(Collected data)
PR #994, opened 2023-08-11
P delta update

bdring:
Adding Delta Kinematics

### DIFF
--- a/FluidNC/src/Kinematics/ParallelDelta.cpp
+++ b/FluidNC/src/Kinematics/ParallelDelta.cpp
@@ -77,6 +77,7 @@ namespace Kinematics {
         handler.item("homing_mpos_radians", _homing_mpos);
         handler.item("soft_limits", _softLimits);
         handler.item("max_z_mm", _max_z, -10000.0, 0.0);  //
+        handler.item("use_servos", _use_servos);
     }
 
     void ParallelDelta::init() {
@@ -282,6 +283,11 @@ namespace Kinematics {
     }
 
     bool ParallelDelta::kinematics_homing(AxisMask& axisMask) {
+
+        // only servos use custom homing. Steppers use limit switches
+        if (!_use_servos)
+            false;
+
         auto axes   = config->_axes;
         auto n_axis = axes->_numberAxis;
 
--- a/FluidNC/src/Kinematics/ParallelDelta.cpp
+++ b/FluidNC/src/Kinematics/ParallelDelta.cpp
@@ -81,7 +81,19 @@ namespace Kinematics {
 
     void ParallelDelta::init() {
         // print a startup message to show the kinematics are enabled. Print the offset for reference
-        log_info("Kinematic system: " << name());        
+        log_info("Kinematic system:" << name() << " soft_limits:" << _softLimits);
+
+        auto axes   = config->_axes;
+        auto n_axis = config->_axes->_numberAxis;
+
+        // warn about axissofy limits
+        for (int axis = 0; axis < n_axis; axis++) {
+            if (axes->_axis[axis]->_softLimits) {
+                log_warn(" All soft_limits configured in axes should be false");
+                break;
+            }
+        }
+
         init_position();
     }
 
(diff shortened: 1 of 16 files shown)


FluidNC/src/Kinematics/ParallelDelta.cpp
```diff
@@ -0,0 +1,363 @@
...
+#include "../Limits.h"  // ambiguousLimit()
+#include "../Machine/Homing.h"
+
+#include "../Protocol.h"  // protocol_execute_realtime
+
+#include <cmath>
+
+/*
+  ==================== How it Works ====================================
+  On a delta machine, Grbl axis units are in radians
```
MitchBradley, line 13: I think it would be clearer to say "motor units are in radians".  I'm not used to seeing the phrase "Grbl axis units" so it doesn't convey a clear meaning to me.

FluidNC/src/Kinematics/ParallelDelta.cpp
```diff
@@ -0,0 +1,363 @@
...
+  The kinematics converts the cartesian moves in gcode into
+  the radians to move the arms. The Grbl motion planner never sees
+  the actual cartesian values.
+
+  To make the moves straight and smooth on a delta, the cartesian moves
+  are broken into small segments where the non linearity will not be noticed.
+  This is similar to how Grgl draws arcs.
```
MitchBradley: Grbl not Grgl.

FluidNC/src/Kinematics/ParallelDelta.cpp
```diff
@@ -0,0 +1,363 @@
...
+
+  If you request MPos status it will tell you the position in
+  arm angles. The MPos will report in cartesian values using forward kinematics. 
+  The arm 0 values (angle) are the arms at horizontal.
+
```
MitchBradley, line 25: "For mpos reporting, the motor position in steps is proportional to arm angles in radians, which is then converted to cartesian via the forward kinematics transform.  Arm angle 0 means horizontal."

FluidNC/src/Kinematics/ParallelDelta.cpp
```diff
@@ -0,0 +1,363 @@
...
+    static float last_angle[MAX_N_AXIS]     = { 0.0 };  // A place to save the previous motor angles for distance/feed rate calcs
+    static float last_cartesian[MAX_N_AXIS] = { 0.0 };  // A place to save the previous motor angles for distance/feed rate calcs
+
+    void ParallelDelta::group(Configuration::HandlerBase& handler) {
+        handler.item("crank_mm", rf, 50.0, 500.0);
+        handler.item("base_triangle_mm", f, 20.0, 500.0);
+        handler.item("linkage_mm", re, 20.0, 500.0);
+        handler.item("end_effector_triangle_mm", e, 20.0, 500.0);
+        handler.item("kinematic_segment_len_mm", _kinematic_segment_len_mm, 0.05, 20.0);  //
```
MitchBradley, line 76: ISTM that "kinematic_" is somewhat redundant, so perhaps just "segments_per_mm"?

FluidNC/src/Kinematics/ParallelDelta.cpp
```diff
@@ -0,0 +1,369 @@
...
+        return false;
+    }
+
+    // TO DO. This is not supported yet. Other levels of protection will prevent "damage"
+    bool ParallelDelta::invalid_arc(
+        float* target, plan_line_data_t* pl_data, float* position, float center[3], float radius, size_t caxes[3], bool is_clockwise_arc) {
+        return false;
+    }
+
+    // copied from Cartensian. Needs to be optimized for parallel delta.
```
MitchBradley: Cartesian not Cartensian

FluidNC/src/Kinematics/ParallelDelta.cpp
MitchBradley: So, are the motor units steps_per_mm actually steps_per_radian?  If so, would it make sense to have the motor units in revolutions so the steps_per value come out simpler?

bdring:
Thanks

Try it: For every line above that includes the word "will", return the line.

Worked solution:
+  are broken into small segments where the non linearity will not be noticed.
+  If you request MPos status it will tell you the position in
+  arm angles. The MPos will report in cartesian values using forward kinematics. 
+    // TO DO. This is not supported yet. Other levels of protection will prevent "damage"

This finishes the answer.